I am called it to finish the staining of the windows. The stain color looks nothing like the clear coated cedar.
I am told by the homeowner that he is worried about all that moisture in that room and will just lacquer be enough on the windows and doors. I said Lacquer is a great product but doesn't hold up if subjected to a lot of moisture. Especially if moisture stays in contact with it for extended times.
I suggested something else. Ether a spar varnish or a very good clear exterior product like they may use on log homes and such.
Now the real problems. The remodeler sealed the windows they had done with vinyl sealer. I am told by my paint rep that I will now have to use this universal sealer called Seal coat from Zinnzer so there won't be a reaction with the spar varnish that the homeowner wants. The next is that I will now have to air brush some stain on the finished trim to give it some color and get it closer to the windows. 
Homeowner said to just use lacquer on the trim boards after I air brush because he isn't paying anything more to do them the same as the windows.

What would you do if you had to apply spar varnish over vinyl sealer?
Would you just do the trim the same way so it is protected rather than shooting it with lacquer?


----------



## StevenH (Sep 7, 2009)

Laz said:


> Here's the deal. Remodeler lands the job of putting up a hot tub room. There in-house guys work cheaper so they clear coat the tough and groove ceiling and the ceder trim and base boards.

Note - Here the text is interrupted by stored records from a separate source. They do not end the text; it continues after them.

PR #2721, opened 2026-04-07
fix: use persistent container for execution environment commands

lalten:
## Description

The execution environment (EE) implementation previously spawned a new ephemeral `docker run --rm` container for every single background diagnostic and linting command. This caused significant overhead as each invocation paid the full cost of container creation (namespace, overlayFS, veth pair setup) even though all commands ran against the same image and volume mounts.

This PR replaces ephemeral containers with a single persistent background container managed via `docker exec` / `podman exec`:

- A long-lived container (`sleep infinity`) is started once during `initialize()` and reused for all subsequent commands via `docker exec`.
- Container name is derived from a SHA-256 hash of the workspace URI (`als_persistent_<hash12>`), preventing collisions and enabling reliable cleanup.
- `ensurePersistentContainerHealthy()` performs debounced health checks (5s interval) and auto-restarts dead containers transparently.
- `dispose()` cleans up the persistent container on workspace removal, config change, or server shutdown. Wired into `WorkspaceManager` and `AnsibleLanguageService` shutdown handler.
- `getCachedCommand` / `setCachedCommand` / `clearCommandCache` API for callers to avoid redundant `docker exec` invocations (public, no callers yet).
- Bug fix: `copyPluginDocFiles` had a latent race condition — `docker cp` calls via `asyncExec` were fire-and-forget inside `forEach`. Converted to `for...of` with `await`.

fix: use persistent container for execution environment commands. Execution now reuses a single workspace-scoped long-lived Docker/Podman container (named als_persistent_<sha256 hash12>) via exec instead of spawning/removing a container per command. Persistent health checks auto-restart dead containers, workspace/server disposal performs cleanup, and a command cache reduces redundant exec overhead.

- Start and reuse the persistent container during initialization (deterministic naming + health monitoring/restart)
- Add command-result caching APIs (`getCachedCommand`, `setCachedCommand`, `clearCommandCache`)
- Dispose execution environments on workspace removal/config changes and during language service shutdown
- Fix `copyPluginDocFiles` race by switching `docker cp` from fire-and-forget `forEach` to awaited sequential `for...of`
  
Related: `#2994`
Related: `#2720`


sathyapramod:
CI is failing because `pnpm-lock.yaml` is out of sync with `packages/ansible-language-server/package.json`.

The lockfile still references the old specifiers (`^10.0.1` for `vscode-languageserver` and `^3.18.1` for `vscode-languageserver-protocol`) while `package.json` now declares `^9.0.1` and `^3.17.5`.

**Fix:** Run `pnpm install` to regenerate the lockfile, then commit the updated `pnpm-lock.yaml`:

```bash
pnpm install
git add pnpm-lock.yaml
git commit -m "chore: regenerate pnpm-lock.yaml"
git push
```

sathyapramod:
## Code Review: fix: use persistent container for execution environment commands

### Verdict: NEEDS_CHANGES

### Scores
| Lens | Score | Findings |
|---|---|---|
| Functionality | 1/10 | 3 Critical, 2 Major, 2 Minor |
| Security | 6/10 | 3 Major, 2 Minor, 1 Nit |
| Quality | 7.5/10 | 5 Minor |
| **Overall** | **4.8/10** | |

### Findings

#### Critical

1. **[Functionality]** **[executionEnvironment.ts:~719]** Stale variable reference `copyArgv` causes `ReferenceError` crash. The `copyPluginDocFiles` method builds a `copyCommand` string but the log statement still references the removed variable `copyArgv` and `containerEngine` (also out of scope).
   - **Evidence**:
     ```typescript
     const copyCommand = `${this._container_engine} cp ${shellQuote(`${containerName}:${srcPath}`)} ${shellQuote(destPathFolder)}`;
     this.connection.console.log(
       `Copying plugins from container to local cache path ${containerEngine} ${copyArgv.join(" ")}`,
     );
     ```
   - **Confidence**: HIGH
   - **Fix**: Replace the log line with:
     ```typescript
     this.connection.console.log(
       `Copying plugins from container to local cache path: ${copyCommand}`,
     );
     ```
   - **Points**: 2

2. **[Functionality]** **[executionEnvironment.ts:~359]** `settingsVolumeMounts` pushed without `-v` flag prefix. The old code used `push("-v", volumeMountSpec)` for each mount. The new code spreads the array directly, so docker/podman will interpret specs like `/host/path:/container/path` as positional arguments — silently breaking all user-configured volume mounts.
   - **Evidence**:
     ```typescript
     if (this.settingsVolumeMounts && this.settingsVolumeMounts.length > 0) {
       containerCommand.push(...this.settingsVolumeMounts);
     }
     ```
   - **Confidence**: HIGH
   - **Fix**:
     ```typescript
     if (this.settingsVolumeMounts && this.settingsVolumeMounts.length > 0) {
       for (const mount of this.settingsVolumeMounts) {
         containerCommand.push("-v", mount);
       }
     }
     ```
   - **Points**: 2

3. **[Functionality]** **[package.json + pnpm-lock.yaml]** Lockfile specifier mismatch: `package.json` declares `vscode-languageserver: "^9.0.1"` but `pnpm-lock.yaml` still shows `specifier: ^10.0.1, version: 10.0.1`. This causes `pnpm install --frozen-lockfile` to fail in CI and is likely the root cause of the CI failures.
   - **Evidence**:
     ```json
     "vscode-languageserver": "^9.0.1",
     "vscode-languageserver-protocol": "^3.17.5",
     ```
     While lockfile retains `version: 10.0.1`
   - **Confidence**: HIGH
   - **Fix**: Run `pnpm install` to regenerate the lockfile, or revert the version change if unintentional.
   - **Points**: 2

#### Major

4. **[Security]** **[executionEnvironment.ts:~398]** Architectural regression: container startup uses `child_process.execSync(command)` with a concatenated string. `execSync` with a string argument invokes `/bin/sh -c`, enabling shell interpretation. The old code used `spawnSync`/`spawnSyncWithResult` with argument arrays and `shell: false`, which was safe by construction. This change means every value in `containerCommand` must be correctly quoted — and the quoting is applied inconsistently.
   - **Evidence**:
     ```typescript
     const command = containerCommand.join(" ");
     child_process.execSync(command, { encoding: "utf-8" });
     ```
   - **Confidence**: HIGH
   - **Fix**: Use `child_process.spawnSync(containerCommand[0], containerCommand.slice(1), { encoding: "utf-8", shell: false })` and remove `shellQuote` calls from arguments (they become literal strings with `shell: false`).
   - **Points**: 1

5. **[Security]** **[executionEnvironment.ts:~254-276]** `execInContainer()` appends the `command` parameter directly without quoting. The `--workdir` argument is `shellQuote`-d, but the command string (which contains user-influenced values like workspace paths and executable arguments) is appended raw. The resulting string is executed via shell.
   - **Evidence**:
     ```typescript
     containerCommand.push("--workdir", shellQuote(workspaceFolderPath));
     containerCommand.push(...ansibleEnvArgs());
     containerCommand.push(this._persistentContainerName);
     containerCommand.push(command);  // NOT quoted
     return containerCommand.join(" ");
     ```
   - **Confidence**: HIGH
   - **Fix**: Either use `spawnSync` with `shell: false` (see #4), or wrap the command: `containerCommand.push("sh", "-c", shellQuote(command));`
   - **Points**: 1

6. **[Security]** **[executionEnvironment.ts:~380]** `settingsContainerOptions` parsed with naive `.split(" ")` instead of `parseContainerOptions()`. This breaks options containing spaces (e.g., `--label "my label"`) and, since tokens are re-joined and shell-interpreted, could enable injection via crafted options.
   - **Evidence**:
     ```typescript
     const containerOptions = this.settingsContainerOptions.split(" ");
     ```
   - **Confidence**: HIGH
   - **Fix**: Restore `parseContainerOptions()`:
     ```typescript
     const containerOptions = parseContainerOptions(this.settingsContainerOptions);
     ```
   - **Points**: 1

7. **[Functionality]** **[executionEnvironment.ts:~189-195]** `cacheBase` computed from `XDG_CACHE_HOME` but then ignored — `hostCacheBasePath` hardcodes `process.env.HOME/.cache`. Users with `XDG_CACHE_HOME` set will have cache written to the wrong location.
   - **Evidence**:
     ```typescript
     const cacheBase =
       process.env.XDG_CACHE_HOME ||
       `${process.env.HOME || os.homedir()}/.cache`;
     const hostCacheBasePath = path.resolve(
       `${process.env.HOME}/.cache/ansible-language-server/${imageSafeName}/${this._container_image_id}`,
     );
     ```
   - **Confidence**: HIGH
   - **Fix**:
     ```typescript
     const hostCacheBasePath = path.resolve(
       `${cacheBase}/ansible-language-server/${imageSafeName}/${this._container_image_id}`,
     );
     ```
   - **Points**: 1

8. **[Functionality]** **[workspaceManager.ts:~164-182]** Debounce removal on `onConfigurationChanged` enables race conditions. The old 500ms debounce prevented rapid-fire config changes from causing thrashing. The new code directly clears services, allowing concurrent `startPersistentContainer()` calls racing on the same deterministic container name.
   - **Evidence**:
     ```typescript
     this.documentSettings.onConfigurationChanged(
       this.workspaceFolder.uri,
       () => {
         this._executionEnvironment = undefined;
         this._ansibleConfig = undefined;
         this._docsLibrary = undefined;
         this._ansibleInventory = undefined;
       },
     );
     ```
   - **Confidence**: MEDIUM
   - **Fix**: Re-introduce debouncing or add a guard against concurrent `startPersistentContainer()` calls.
   - **Points**: 1

#### Minor

9. **[Security]** **[executionEnvironment.ts:~71-73]** `shellQuote` does not reject null bytes, which can cause argument truncation in C-based shell implementations.
   - **Evidence**:
     ```typescript
     function shellQuote(s: string): string {
       return `'${s.replace(/'/g, "'\\''")}'`;
     }
     ```
   - **Confidence**: MEDIUM
   - **Fix**: Add null byte rejection: `if (s.includes('\0')) throw new Error('Null bytes not allowed');`
   - **Points**: 0.5

10. **[Security]** **[executionEnvironment.ts:~707-708]** Path traversal fix is incomplete — strips leading separators but does not block `../` sequences. `path.join(base, "../../etc/passwd")` resolves outside the base directory.
    - **Evidence**:
      ```typescript
      const safeSrcPath = srcPath.replace(/^[/\\]+/, "");
      const destPath = path.join(hostPluginDocCacheBasePath, safeSrcPath);
      ```
    - **Confidence**: MEDIUM
    - **Fix**: Verify resolved path is within base:
      ```typescript
      const destPath = path.resolve(hostPluginDocCacheBasePath, safeSrcPath);
      if (!destPath.startsWith(path.resolve(hostPluginDocCacheBasePath) + path.sep)) {
        this.connection.console.warn(`Skipping path traversal attempt: ${srcPath}`);
        continue;
      }
      ```
    - **Points**: 0.5

11. **[Functionality]** **[executionEnvironment.ts:~79-80]** `ansibleEnvArgs()` couples shell-quoting with argument generation. `-e` values like `ANSIBLE_FOO='bar'` with literal quotes are correct when going through a shell, but would break if args are ever used with `spawnSync` `shell: false`.
    - **Evidence**: `args.push("-e", \`${key}=${shellQuote(value ?? "")}\`);`
    - **Confidence**: MEDIUM
    - **Fix**: If switching to `shell: false` (per finding #4), remove `shellQuote` from this function.
    - **Points**: 0.5

12. **[Functionality]** **[executionEnvironment.ts:~398-405]** `startPersistentContainer` blocks the event loop with `execSync` plus a `spawnSync` health check with 10s timeout — worst case >10s blocking for a language server.
    - **Evidence**:
      ```typescript
      child_process.execSync(command, { encoding: "utf-8" });
      const healthCheck = child_process.spawnSync(
        this._container_engine,
        ["exec", this._persistentContainerName, "echo", "ok"],
        { encoding: "utf-8", timeout: 10000, shell: false },
      );
      ```
    - **Confidence**: HIGH
    - **Fix**: Add a timeout to `execSync` and consider async alternatives.
    - **Points**: 0.5

13. **[Quality]** **[executionEnvironment.ts:~529]** `ensurePersistentContainerHealthy` ignores `startPersistentContainer()` return value on restart.
    - **Evidence**: `this.startPersistentContainer(); // return value ignored`
    - **Confidence**: LOW
    - **Fix**: Log the failure: `if (!this.startPersistentContainer()) { ... }`
    - **Points**: 0.5

14. **[Quality]** **[executionEnvironment.ts]** `_commandCache` Map grows indefinitely with no TTL, size limit, or eviction policy.
    - **Evidence**: `private _commandCache: Map<string, { stdout: string; stderr: string }> = new Map();`
    - **Confidence**: MEDIUM
    - **Fix**: Add maximum cache size or LRU eviction.
    - **Points**: 0.5

15. **[Quality]** **[executionEnvironment.ts:~622-632]** Dead code: `cleanUpContainer` has duplicate container lookup — once inline (unused `allContainers` variable) and once via `getContainerIds`.
    - **Evidence**: Inline `allContainers` computed but never used for removal; `getContainerIds` duplicates the work.
    - **Confidence**: HIGH
    - **Fix**: Remove the unused inline block or replace `getContainerIds` with it.
    - **Points**: 0.5

16. **[Quality]** **[workspaceManager.ts:~103-112]** `disposeExecutionEnvironment()` called fire-and-forget (`void`) before `folderContexts.delete()`. The async dispose is deferred to the next microtask, but the delete happens synchronously first.
    - **Evidence**:
      ```typescript
      void context.disposeExecutionEnvironment();
      this.folderContexts.delete(removedUri);
      ```
    - **Confidence**: MEDIUM
    - **Fix**: `await` the disposal or chain the delete.
    - **Points**: 0.5

17. **[Quality]** **[executionEnvironment.test.ts]** Missing test coverage for `startPersistentContainer` reuse/image-mismatch paths. Only the stub-returns-false path is tested.
    - **Evidence**: Tests only stub `startPersistentContainer` to return false; no test exercises the actual implementation.
    - **Confidence**: HIGH
    - **Fix**: Add tests mocking `doesContainerNameExist`, `isContainerRunning`, `getContainerImage`.
    - **Points**: 0.5

#### Nit

18. **[Security]** **[executionEnvironment.ts:~75-83]** `ansibleEnvArgs` key is not validated — env var names could theoretically contain shell metacharacters on non-POSIX platforms.
    - **Evidence**: `if (key.startsWith("ANSIBLE_")) { args.push("-e", ...); }`
    - **Confidence**: LOW
    - **Fix**: Add regex validation: `if (/^[A-Z_][A-Z0-9_]*$/.test(key)) { ... }`
    - **Points**: 0

### Needs Human Judgment

- **vscode-languageserver downgrade ^10→^9**: Is this intentional? The lockfile wasn't updated. If intentional, this is a significant API change that needs validation. If accidental, revert.
- **Debounce removal**: The comment says `startPersistentContainer()` handles cleanup via deterministic naming. A human should verify this holds under rapid config change scenarios.
- **`execSync` vs `spawnSync` architecture**: The shift to shell-interpreted strings is the root cause of multiple security findings. The author should decide whether to revert to `spawnSync` with `shell: false` (recommended) or systematically audit all quoting.

### Verification Results
| Check | Command | Output | Result |
|-------|---------|--------|--------|
| CI pipeline status | (from PR metadata) | 2 FAILED (package, build windows) | FAIL |
| Stale reference check | (API-only — skipped) | N/A | SKIPPED |
| Codebase grep verification | (API-only — skipped) | N/A | SKIPPED |

### Observations

1. **CI is failing** — the `package` and `build (windows)` jobs failed. The lockfile/package.json version mismatch (Finding #3) is the likely root cause.
2. **3 general comments on the PR** with 0 unresolved review comments — existing discussion was not blocking.
3. **The core idea is sound** — replacing ephemeral containers with a persistent one is a significant performance improvement. The implementation needs corrections in shell safety and a few behavioral regressions.
4. **Good additions**: deterministic container naming via SHA-256, health check with auto-restart, path traversal fix in `copyPluginDocFiles`, proper shutdown/dispose lifecycle.

### Incidental Findings (out of scope — not scored)
None.

### Limitations

This review was performed by an AI agent. It does not understand
business context, domain intent, organizational constraints, or
deployment environment specifics. LOW-confidence findings and items
in "Needs Human Judgment" require human verification. This review
is a first pass, not a final approval.

**Partial review (API-only mode):** This review was performed
without a local checkout of the repository. The following
verification steps were skipped:
- Codebase searches for stale references from deleted files
- grep/lint verification commands from project checklists
- Reading files outside the diff for caller/consumer context
- Prior review iteration detection

Findings are based solely on the diff. Issues requiring
codebase-wide context may be missed.

### Validation Summary
| Lens | Proposed | Removed | Converted | Surviving |
|------|----------|---------|-----------|-----------|
| Functionality | 9 | 2 | 0 | 7 |
| Security | 7 | 1 | 0 | 6 |
| Quality | 5 | 0 | 0 | 5 |
| **Total** | **21** | **3** | **0** | **18** |

### Path to 10/10

Each item is an agent-ready fix prompt — paste into your coding agent to apply:

1. **[Functionality] executionEnvironment.ts:~719** (+2 points)
   > In `copyPluginDocFiles`, the log statement references `copyArgv` and `containerEngine` which were removed. Replace with `copyCommand`.

2. **[Functionality] executionEnvironment.ts:~359** (+2 points)
   > In `startPersistentContainer`, `settingsVolumeMounts` are pushed without `-v` prefix. Change to `for (const mount of this.settingsVolumeMounts) { containerCommand.push("-v", mount); }`.

3. **[Functionality] package.json + pnpm-lock.yaml** (+2 points)
   > Run `pnpm install` to sync the lockfile with the package.json version changes, or revert the vscode-languageserver downgrade.

4. **[Security] executionEnvironment.ts:~398** (+1 point)
   > Replace `execSync(command)` with `spawnSync(containerCommand[0], containerCommand.slice(1), { encoding: "utf-8", shell: false })`. Remove `shellQuote` from arguments that are passed as array elements.

5. **[Functionality] executionEnvironment.ts:~189** (+1 point)
   > Use the computed `cacheBase` variable in `hostCacheBasePath` instead of hardcoding `process.env.HOME/.cache`.

### Final Score
**Overall: 4.8/10 — NEEDS_CHANGES**

---
*Generated with AI assistance: Claude Code / Opus 4.6 (Anthropic)*

lalten:
@sathyapramod thank you for having a look. My interpretation of this massive wall of text is that you're generally ok with the intent of these changes and only care about exactly these findings. Is that right? If you'd like to discuss the general behavior changes, let's do that before fixing all of these.

ssbarnea:
@lalten While I love your PR because this was on my mind from the day we added support for execution environments, I realise that the size of change combined with https://github.com/ansible/vscode-ansible/issues/2994 makes me think that dropping it would be best action, as the new extension will no longer need any of these as the containers will be persistent.

sathyapramod:
Thanks for the contribution @lalten! As @ssbarnea noted, the new extension on the next branch takes a different approach where containers are persistent by design, making this change unnecessary. Closing in favor of the new architecture.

They start to stain and seal some of the windows then homeowner doesn't like how the staining of the windows look.
> I am called it to finish the staining of the windows. The stain color looks nothing like the clear coated cedar.
> I am told by the homeowner that he is worried about all that moisture in that room and will just lacquer be enough on the windows and doors. I said Lacquer is a great product but doesn't hold up if subjected to a lot of moisture. Especially if moisture stays in contact with it for extended times.
> I suggested something else. Ether a spar varnish or a very good clear exterior product like they may use on log homes and such.
> ...


Yes You can apply dewaxed shellac over vinyl.
Scuff sand the surface first.

I would apply a marine grade varnish.


----------